PR #1212, opened 2015-11-19
GH-1211 Fixes column/data call in MegaChart

mlzummo:
@GordonSmith Please Review

Fixes GH-1211

### DIFF
--- a/src/composite/MegaChart.js
+++ b/src/composite/MegaChart.js
@@ -71,8 +71,8 @@
         
             this._layout
                 .getContent("center")
-                    .data(this.data())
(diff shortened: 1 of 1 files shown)


src/composite/MegaChart.js
```diff
@@ -71,8 +71,8 @@
         
             this._layout
                 .getContent("center")
-                    .data(this.data())
-                    .columns(this.columns());
+                    .columns(this.columns())
+                    .data(this.data());
```
GordonSmith: The order shouldn't matter - as it should not be acted on until render is called...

— Problem —
Which lines in the records above contain the word "this"? Copy each one.

— Solution to the problem —
             this._layout
-                    .data(this.data())
             this._layout
-                    .data(this.data())
-                    .columns(this.columns());
+                    .columns(this.columns())
+                    .data(this.data());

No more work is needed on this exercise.